- AIM OF THE TASK -
Copy every line from the records below that holds the word "usage".

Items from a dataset

PR #3096, opened 2021-03-03
add support for POTN in WECON

totto82:
This adds support for POTN (default is RATE) in WECON.


totto82:
jenkins build this please

GitPaean:
The code looks fine. Have you have a small test case to demonstrate the running. You should add it as a regression test for demonstration purpose and also protect this feature.

totto82:
I have tested this locally based on a test from @tskille. This or something similar will be added to the test suite soon. I will merge this now at add the test when it is ready. Thanks for your review.

PR #3097, opened 2021-03-03
Implements gas lift optimization for groups.

hakonhagland:
Extends PR #2824 to include support for `GLIFTOPT` (item 2, maximum lift gas supply for a group) and group production constraints.

The optimization is split into two phases. First the wells are optimized separately (as in PR #2824). In this phase `LIFTOPT` and `WLIFTOPT` constraints (e.g. maxmimum lift gas injection for a well, minimum economic gradient) are
considered together with well production constraints.

Then, in the next phase the wells are optimized in groups. Here, the ALQ distribution from the first phase is used as a starting point. If a group has any production rate constraints, and/or a limit on its total rate of lift gas supply, lift gas is redistributed to the wells that gain the most benefit from it by considering which wells that currently has the largest weighted incremental gradient (i.e. increase in oil rate compared to increase in ALQ).


hakonhagland:
jenkins build this please

bska:
I haven't looked at this at all, but at minimum we need to do something about the 100 [new warnings](https://ci.opm-project.org/job/opm-simulators-PR-builder/1895/gcc/new/) being introduced in the current iteration of the PR.

totto82:
It seems like most new warning are relatert unused variable in assert statements. What is the best way to avoid these?

bska:
> unused variable in `assert` statements. What is the best way to avoid these?

```C++
[[maybe_unused]]
```

hakonhagland:
jenkins build this please

hakonhagland:
@bska Thanks for the comment, I have pushed a new commit. But I do not yet understand why [this](https://ci.opm-project.org/job/opm-simulators-PR-builder/1895/gcc/new/folder.1225362760/fileName.-1134880832/source.0dcb501b-e641-43f3-9808-9557281b1787/#44) line gives a warning. Any ideas?

joakim-hove:
> It seems like most new warning are relatert unused variable in assert statements. What is the best way to avoid these?

```C++

if (!condition)
    throw std::something("What the f...");
```

joakim-hove:
I have not looked at this - and it is not in my part of town so I probably will not either. But:

1. This is quite a lot of entirely new code - without knowing details I would assume that it would be relatively simpler to create tests for this than what is typically the case in opm-simulators.
2. This is a large Pull request - I would assume it should be possible to submit it in pieces. That simplifies the review process considerably.

opm/simulators/wells/GasLiftStage2_impl.hpp
```diff
@@ -0,0 +1,1027 @@
...
+    double gas_rate = 0.0;
+    double alq = 0.0;
+    // NOTE: A group can either contain wells or groups, but not both
+    if (group.wellgroup()) {
+        for (const std::string& well_name : group.wells()) {
+            auto [sw_oil_rate, sw_gas_rate, sw_alq] =
+                getCurrentWellRates_(well_name, group.name());
+            oil_rate += sw_oil_rate;
+            gas_rate += sw_gas_rate;
+            alq += sw_alq;
```
blattms, line 306: In the spirit of #3095, please double check the group efficiency is also applied for the top-most group.
If this is based on code before the merge, chances are that it is not

alfbr:
Thank you @hakonhagland  this is highly appreciated! I will start testing this now.

alfbr:
I am not able to run the test model https://github.com/OPM/opm-tests/blob/master/model5/3_GLIFT_MODEL5.DATA with this PR in. Am I missing something?

opm/simulators/wells/GasLiftSingleWell.hpp
```diff
@@ -0,0 +1,235 @@
...
+            DeferredLogger &deferred_logger,
+            WellState &well_state
+        );
+        struct GradInfo;
+        std::optional<GradInfo> calcIncOrDecGradient(
+            double oil_rate, double gas_rate, double alq, bool increase) const;
+        std::pair<double, double> getStage2Rates();
+        const WellInterface<TypeTag> &getStdWell() const { return std_well_; }
+        bool hasStage2Rates();
+        std::unique_ptr<GLiftWellState> runOptimize();
```
joakim-hove, line 88: My experience from a period of heavy `std::shared_ptr<T>` abuse is that the public api should only expose `GliftWellState`, `const GliftWellState&` and possibly `const GLiftWellState *` - by using `std::xxx_ptr<T>` in the API you impose restrictions on downstream which is really not necessary.

hakonhagland:
> I am not able to run the test model https://github.com/OPM/opm-tests/blob/master/model5/3_GLIFT_MODEL5.DATA with this PR in.

@alfbr Yes you are right it throws an exception while reading the input file.  I am not sure what the problem is yet, but I am able to run the case if I comment of the region keywords in [summary.inc](https://github.com/OPM/opm-tests/blob/master/model5/include/summary.inc). The case I tested the code with only had region keyword `RPR`, `ROIP`, and `RGIP`..

joakim-hove:
I'll tale a look

joakim-hove:
See: https://github.com/OPM/opm-common/pull/2322

alfbr:
Actually, the deck was wrong, it has never been run in any simulator it seems. Fix is here: https://github.com/OPM/opm-tests/pull/495

hakonhagland:
Sorry, I forgot to mention that I set `NUPCOL` to 4 in my tests, using the default value (12) of `NUPCOL` gives me convergence problems (which also seems to be the case for the test model [3_GLIFT_MODEL5.DATA](https://github.com/OPM/opm-tests/blob/master/model5/3_GLIFT_MODEL5.DATA)).  The value of `NUPCOL` only has an effect if item 4 of `LIFTOPT` is set to `YES`.

hakonhagland:
> I forgot to mention that I set `NUPCOL` to 4 in my tests

That is when running flow with `--enable-tuning=true`. When running with `--enable-tuning=false` it converges even if `NUPCOL` is 12

totto82:
> This is a large Pull request - I would assume it should be possible to submit it in pieces. That simplifies the review process considerably.

I have followed this work closely for some time. I would not recommend to spend time on submitting this in pieces. The code is complex as the different "stages" interfere closely. The part of LIFTOPT that looks at individual wells is already in place in master. i.e. it has already been submitted in pieces.

joakim-hove:
> I would not recommend to spend time on submitting this in pieces.

I am not arguing that it should be split now, but rather I guess that it would have been possible to submit pieces while it was under construction. That would have increased the review quality.

> The code is complex as the different "stages" interfere closely

Well - maybe publishing it in pieces would have reduced the coupling? With test driven development one of the main advantages is that the approach helps you create code with looser couplings - something which can be argued is only a side effect of the test first principle.

totto82 (commented):
In general I think the code looks ok. It is well commented and the structure is good. I hope we can get this merged soon. I will assume that it will need some iterations before all the functionality behave as expected, but I suggest to merge this more or less as is and improve later. To avoid an even larger PR. 

The code is not parallel as is I think. Again I suggest you fix this in another PR, but this PR should throw with a reasonable message to the user that MPI is not supported yet. 

> This is quite a lot of entirely new code - without knowing details I would assume that it would be relatively simpler to create tests for this than what is typically the case in opm-simulators

It don't think it would be relatively simple but lets give it a try. The test_equil.cc is a good start. A good test would also make it easier to fix or extend the functionality further.

alfbr:
I can confirm that the GLIFTOPT keyword works as advertised. From my end this is good enough to go in. Some issues have been discovered during testing, but those can be addressed later.

hakonhagland:
jenkins build this please

hakonhagland:
jenkins build this please

hakonhagland:
jenkins build this please

hakonhagland:
> The code is not parallel as is I think. Again I suggest you fix this in another PR, but this PR should throw with a reasonable message to the user that MPI is not supported yet.

@totto82 Added a check on `comm().size()` in the last commit. It gives a warning if the size is larger than one, and then skips gas lift optimization.

hakonhagland:
> It don't think it would be relatively simple but lets give it a try. The test_equil.cc is a good start. A good test would also make it easier to fix or extend the functionality further.

@totto82 I Agree. I have written a test case, it required some changes to the API in `BlackoilWellModel.hpp`. The test also reads a deck (which again reads some include files), so I decided to submit it as a separate PR that depends on the current one, see #3135.  By submitting it as a separate PR, it should simplify the review process.

totto82:
benchmark please

hakonhagland:
jenkins build this please

totto82:
I plan to merge this when benchmark finish to make sure it does not hit any performance for cases without gaslift.

ytelses:
Benchmark result overview: 




| opm-git | OPM Benchmark: flow_mpi_extra - Threads: 1        | 1.033    |
| opm-git | OPM Benchmark: flow_mpi_extra - Threads: 8        | 1.006    |
| opm-git | OPM Benchmark: flow_mpi_norne - Threads: 1        | 1.045    |
| opm-git | OPM Benchmark: flow_mpi_norne - Threads: 8        | 0.995    |
| opm-git | OPM Benchmark: flow_mpi_norne_4c_msw - Threads: 1 | 1.32     |
| opm-git | OPM Benchmark: flow_mpi_norne_4c_msw - Threads: 8 | 0.909    |



View result details @ https://www.ytelses.com/opm/?page=result&id=1129

totto82:
The benchmark results looks strange. I will rerun it to be sure.

totto82:
benchmark please

totto82:
Seems like the benchmark for not triggered. I will try again.

totto82:
benchmark please

ytelses:
Benchmark result overview: 




View result details @ https://www.ytelses.com/opm/?page=result&id=1132

ytelses:
Benchmark result overview: 




View result details @ https://www.ytelses.com/opm/?page=result&id=1134

ytelses:
Benchmark result overview: 




View result details @ https://www.ytelses.com/opm/?page=result&id=1134

alfbr:
Looks like we may need a rebase before running a new benchmark?

hakonhagland:
jenkins build this please

totto82:
benchmark please

alfbr:
Seems it did not pick it up, let's give it one more go.

alfbr:
benchmark please

ytelses:
Benchmark result overview: 




| opm-git | OPM Benchmark: flow_mpi_extra - Threads: 1        | 1        |
| opm-git | OPM Benchmark: flow_mpi_extra - Threads: 8        | 0.997    |
| opm-git | OPM Benchmark: flow_mpi_norne - Threads: 8        | 0.988    |
| opm-git | OPM Benchmark: flow_mpi_norne_4c_msw - Threads: 1 | 0.995    |
| opm-git | OPM Benchmark: flow_mpi_norne_4c_msw - Threads: 8 | 1.002    |



View result details @ https://www.ytelses.com/opm/?page=result&id=1134

totto82:
Finally both Jenkins and Benchmark are happy. In it goes. Thanks @hakonhagland for the contribution.

PR #3106, opened 2021-03-09
quell uninitialized usage warning without mpi

akva2:


akva2:

blattms:
I am too dense to see where the warning came from. `data` seems to have been used...

akva2:
it's only used with MPI. without mpi it's not.

blattms:
Ahh. thanks. That's quite tricky.

blattms (approved):

PR #3109, opened 2021-03-11
fix ordering of first line in *INFOSTEP files

fgfuchs:
fix ordering of first line in *INFOSTEP files, more specifically switches LSolve and LSetup mark


fgfuchs:
jenkins build this please

PR #3058, opened 2021-02-11
Allow usage of system fmtlib and always use imported library.

blattms:
Needs OPM/opm-common#2291

PR #3110, opened 2021-03-11
Enable usage of fmtlib on the system.

blattms:
If fmtlib is present on the system we used that one in the normal mode (not header only). Otherwise we fallback to the embedded one header only. Searching for the library is done on opm-common.

Replacement of #3058. Needs OPM/opm-common#2348


blattms:
BTW jenkins run from opm-common was successful.

blattms:
@akva2 What do you think of this?

akva2:
seems sane.

Issue #2350, opened 2020-02-18
MULTPV not working when specified in the EDIT section


wouterjdb:
In a situation where `PORV` is set in the `EDIT` section and one wants to apply an additional multiplier in the form of `MULTPV`, Flow seems to ignore `MULTPV`. Running the same deck in a commercial simulator leads to the desired result (`PORV*MULTPV`) - which is in line with what the documentation says:

> If `MULTPV` is entered in the `EDIT` section, it acts as an additional multiplier on the pore volumes after any edited pore volumes have been read from the `EDIT` section.

joakim-hove:
There has been much back and forth on this - do you know exactly what is the version (when compiled) of flow you have used?

wouterjdb:
I'm using flowdaily internal....  `flow 2020.04-pre`

alfbr:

- EXERCISE RESULT -
quell uninitialized usage warning without mpi
Allow usage of system fmtlib and always use imported library.
Enable usage of fmtlib on the system.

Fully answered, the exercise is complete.